Пастернак шептал мне все время о нем восторженные слова, а я ему, и оба мы в один голос сказали: «Ах, эта Демченко, заслоняет его!» (на минуту).
Домой мы шли вместе с Пастернаком и оба упивались нашей радостью…» [49]
Едва ли можно найти лучшую иллюстрацию, непосредственно из 1930-х годов, к тезису Лидии Гинзбург о «завороженности». Заметьте, что речь здесь идет об опыте rendez–vous с властью, разделенном с другим — в данном случае с Пастернаком.
Мне кажется знаменательным, что другая такая встреча со Сталиным, описанная в дневнике писателя, оказалась связана с «Былым и думами». Из дневника Всеволода Иванова:
[13 января 1943] «В книге «Былое и думы» (должно быть, вложил, когда читал) нашел программу художественной части траурного вечера, посвященного 11-й годовщине смерти В. И. Ленина (1935 год), программа как программа. Но на полях ее мои записи. Сколько помнится, я сидел в крайней ложе, впереди (как всегда, пришел рано) и на перилах ложи записывал. Мне, видимо, хотелось сделать словесный портрет Сталина, внешний вид его на заседании. Переписываю с программки (все равно утонет где–нибудь): «Сталин, перед тем как встать или идти, раскачивается из стороны в сторону. Меняет часто, тоже сначала раскачиваясь, позу. Сидит, широко расставив ноги и положив руку на колено, отчего рука его кажется очень длинной. Если надо поглядеть вверх, то шею отгибает с трудом. Рука, словно не вмещается за борт тужурки, и он всовывает туда, несколько торопясь, только пальцы. Сидеть и слушать спокойно не может, и это знают, поэтому с ним кто–нибудь постоянно говорит, подходит то один, то другой… На докладчика ни разу не взглянул. Садятся к нему не на соседний стул, а через стул, словно рядом с ним сидит кто–то невидимый»”[50].

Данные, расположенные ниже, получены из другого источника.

PR #7282, opened 2023-03-06
Fix request namespace list permissions check if a list rule is not the first match

jakolehm:
Smaller version of #7280 .

### DIFF
--- a/packages/core/src/common/cluster/request-namespace-list-permissions.test.ts
+++ b/packages/core/src/common/cluster/request-namespace-list-permissions.test.ts
@@ -1,0 +1,246 @@
+/**
+ * Copyright (c) OpenLens Authors. All rights reserved.
+ * Licensed under MIT License. See LICENSE in root directory for more information.
+ */
+
+import type { V1SubjectRulesReviewStatus } from "@kubernetes/client-node";
+import type { DiContainer } from "@ogre-tools/injectable";
+import { getDiForUnitTesting } from "../../main/getDiForUnitTesting";
+import type { RequestNamespaceListPermissionsFor } from "./request-namespace-list-permissions.injectable";
+import requestNamespaceListPermissionsForInjectable from "./request-namespace-list-permissions.injectable";
+
+const createFakeProxyConfig = (statusResponse: Promise<V1SubjectRulesReviewStatus>) => ({
+  makeApiClient: () => ({
+    createSelfSubjectRulesReview: (): Promise<V1SubjectRulesReviewStatus> => statusResponse,
+  }),
+});
+
+describe("requestNamespaceListPermissions", () => {
+  let di: DiContainer;
+  let requestNamespaceListPermissions: RequestNamespaceListPermissionsFor;
+
+  beforeEach(() => {
+    di = getDiForUnitTesting({ doGeneralOverrides: true });
+    requestNamespaceListPermissions = di.inject(requestNamespaceListPermissionsForInjectable);
+  });
+
+  describe("when api returns incomplete data", () => {
+    it("returns truthy function", async () => {
+      const requestPermissions = requestNamespaceListPermissions(createFakeProxyConfig(
+        new Promise((resolve) => resolve({
+          incomplete: true,
+          resourceRules: [],
+          nonResourceRules: [],
+        })),
+      ) as any);
+
+      const permissionCheck = await requestPermissions("fake-namespace");
+
+      expect(permissionCheck({
+        apiName: "pods",
+        group: "",
+        kind: "Pod",
+        namespaced: true,
+      })).toBeTruthy();
+    });
+  });
+
+  describe("when api rejects", () => {
+    it("returns truthy function", async () => {
+      const requestPermissions = requestNamespaceListPermissions(createFakeProxyConfig(
+        new Promise((resolve, reject) => reject("unknown error")),
+      ) as any);
+
+      const permissionCheck = await requestPermissions("fake-namespace");
+
+      expect(permissionCheck({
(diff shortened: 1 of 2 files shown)


packages/core/src/common/cluster/request-namespace-list-permissions.test.ts
```diff
@@ -0,0 +1,336 @@
...
+      const requestPermissions = requestNamespaceListPermissions(createFakeProxyConfig(
+        new Promise((resolve) => resolve({
+          body: {
+            status: {
+              incomplete: true,
+              resourceRules: [],
+              nonResourceRules: [],
+            },
+          },
+        })),
```
Iku-turso, line 38: Using `asyncFn` for stuff like this would remove a bit of duplication :)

Вернемся к дневнику Корнея Чуковского. Знаменательна реакция, которую вызвала эта запись, когда в 1990-е годы этот интимный момент в жизни Чуковского и Пастернака стал достоянием читателей. В 1995 году Эмма Герштейн процитировала запись из чужого дневника в своем мемуарном очерке об отношениях поэта с властью [51]. (Ее интересовал не столько Чуковский, сколько Пастернак.) Через несколько лет (в 1998 году), перепечатывая этот очерк в книге мемуаров, Герштейн включила отклик читателя:
«В дружеском письме ко мне Татьяна Максимовна <Литвинова> <…> продолжает: «Когда я в дневнике К<орнея> И<вановича> читала об их (т. е. Чуковского и Пастернака. — Э. Г.) искренней любви к «вурдалаку», я подумала — ведь это истерика. И еще, что подо всем этим все же был и страх — «страх Божий». Сужу по себе, по своему впечатлению, когда — единственный раз слышала и видела Сталина, выступавшего на съезде (1936?) по поводу конституции. Я его обожала! Власть — всевластность — желание броситься под колесницу Джаггернаута. Отец, Бог — полюби меня!»” [52]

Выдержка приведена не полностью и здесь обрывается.